# The Transcendental Poetry Of Baba Bulleh Shah And Other Mystics . The Essence Remains The Same



## Seeker2013

Baba Bulleh Shah , contemporary of times of Guru Gobind Singh ji , 
wrote an abstruse poem which was made a pop hit by singer Rabbi Shergill in 2003 . 

Bullah ki jaana main kaun (O bulleh shah , who knows who I am ) 

In the first reading or listening (if you understand classical punjabi) , the poetry (or what shall I call a divine revelation) seems a bit abstruse , something that a drunkard might say or someone with a mental disorder.
But a drunkard or a mentally sick would never makes rhyming poetry !
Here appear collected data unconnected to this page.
PR #819, opened 2016-06-30
MERC-888 update orders and cart product images

sherrybc:
screen shot 2016-06-29 at 7 23 03 pm
orders

screen shot 2016-06-29 at 7 29 59 pm
orders detail

screen shot 2016-06-29 at 5 30 43 pm
cart

screen shot 2016-06-29 at 5 23 08 pm
cart preview

@mcampa @mickr @bc-ejoe @deepa2083

### DIFF
--- a/assets/scss/components/stencil/account/_account.scss
+++ b/assets/scss/components/stencil/account/_account.scss
@@ -41,6 +41,10 @@
     img {
         width: 100%;
     }
+
+    .account-product-image {
+        width: auto;
+    }
 }
 
 .account-listShipping {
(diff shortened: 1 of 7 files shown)


deepa2083:
The default product thumbnail size is set to 10 x 10 now instead of optimized to theme. Please revert that 
screen shot 2016-06-30 at 10 21 23 am

mcampa:
`scss-lint` is whining because `SelectorDepth` & `NestingDepth` max depth are too strict. 
We should increase the`max_depth` to 3. What do you think @sherrybc @hegrec?

hegrec:
I think it is generally better for the compiler when you have specific class names that you can bring up a level rather than having a deep tree.

mcampa:
👍

PR #820, opened 2016-07-08
MERC-893: update the view in quick view modal if product has options

bc-ejoe:
## What?

Fix for 'Add to Cart' button in quick view modal being disabled.  

## Why?

`window.BCData` does not get set for the quick view modal, so the call to `updateView` would disable the 'Add to Cart' button.  Updated so that product attributes are updated when the product has options, and then the view gets updated.  (related to MERC-678)

## Testing/Proof

screen shot 2016-07-08 at 4 08 55 pm
screen shot 2016-07-08 at 11 25 55 am

@mcampa @hegrec @sherrybc @bc-ranji

### DIFF
--- a/assets/js/theme/common/product-details.js
+++ b/assets/js/theme/common/product-details.js
@@ -35,8 +35,23 @@ export default class Product {
         this.imageGallery.init();
         this.listenQuantityChange();
         this.initRadioAttributes();
-        this.updateProductAttributes(productAttributesData);
-        this.updateView(productAttributesData);
+
+        const $form = $('form[data-cart-item-add]', $scope);
+        const hasOptions = $('[data-product-option-change]', $form).html().trim().length;
+
+        // Update product attributes. If we're in quick view and the product has options, then also update the initial view in case items are oos
+        if (_.isEmpty(productAttributesData) && hasOptions) {
+            const $productId = $('[name="product_id"]', $form).val();
+
+            utils.api.productAttributes.optionChange($productId, $form.serialize(), (err, response) => {
+                const attributesData = response.data || {};
+
+                this.updateProductAttributes(attributesData);
+                this.updateView(attributesData);
+            });
+        } else {
+            this.updateProductAttributes(productAttributesData);
+        }
 
         previewModal = modalFactory('#previewModal')[0];
         productSingleton = this;


assets/js/theme/common/product-details.js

But here bulleh shah does ! beautiful rhyming poetry . What is peculiar about this poetry though is , its as if god himself is speaking through bulleh shah 

The lyrics of this poem :

Bulla! ki jaana mai kaun 

Na mai momin vich maseet aan 
Na mai vich kufar diyan reet aan 
Na mai paakaan vich paleet aan 

Na mai andar ved kitaab aan, 
Na mai renda bhang sharaab aan 
Na mai renda masat kharaab aan 

Na mai shaadi na ghamnaaki 
Na mai vich paleeti paaki
Na mai aabi na mai khaki
Na mai aatish na mai paun

Bulla! ki jaana mai kaun 

Na mai arabi na lahoria
Na mai hindi shehar nagauri
Na hindu na turak peshawri

Na mai bheth mazhab da paaya
Ne mai aadam havva jaaya
Na koi apna naam dharaaya

Avval aakhir aap nu jaana
Na koi dooja hor pehchaana
Maethon hor na koi siyaana
Bulla! shah khadda hai kaun

Bulla! ki jaana mai kaun

Na mai moosa na pharaun.
Na vich jaagan na vich saun.
Na mai rehnda vich nadaun
Na vich baitthan na vich bhaun
Bulla! shah khadda hai kaun

Bulla! ki jaana mai kaun

*Not a believer inside the mosque, am I
Nor a pagan disciple of false rites
Not the pure amongst the impure
Neither Moses, nor the Pharoh

Not in the holy Vedas, am I
Nor in opium, neither in wine
Not in the drunkard`s craze
Neither awake, nor in a sleeping daze

In happiness nor in sorrow, am I
Neither clean, nor a filthy mire
Not from water, nor from earth
Neither fire, nor from air, is my birth

Neither arab, nor lahori I am 
Neither from the indian city of nagaur i am 
neither am I hindu , nor muslim or from peshawar

I didn't create difference of religion
I am not created of adam and eve
I didn't name myself

I am the first and the last
Other than me, I don't recognize any
No one is wiser than me 
Bullah does stand alone

Bulleh shah ! who knows who I am ?!
*
Statements like "I am not born of adam and eve" , " I am not born of fire or water" , "I am the first(beginning of everything) and last (end after everything) " was more than enough proof for me that Bulleh shah was quiet, Someone else was speaking through him !

who could it be ? I guess we all know 

It is said Mansoor al hallaj also used to say in his mystical trance "An-al haq" (I am the truth) 
He was executed for heresy by the then islamist government of the time

One of his quotes 

*I saw my Lord with the eye of the heart
I asked, ‘Who are You?’
He replied, ‘You’.*

which is strikingly similar to the upanishic quote 

*Born am I and again reborn,
As twelvefold year, as thirteenth beyond the moon,
From the twelvefold, from the thirteenfold father,
The this one and the other versus this to know,
Until ye, seasons, me led to death by virtue of this truth, by virtue of this Tapas,
I am the seasons, I am the child of the seasons !
Who are you? I am you.

 — Kaushitaki Upanishad, Chapter 1, Hymn 2
*


----------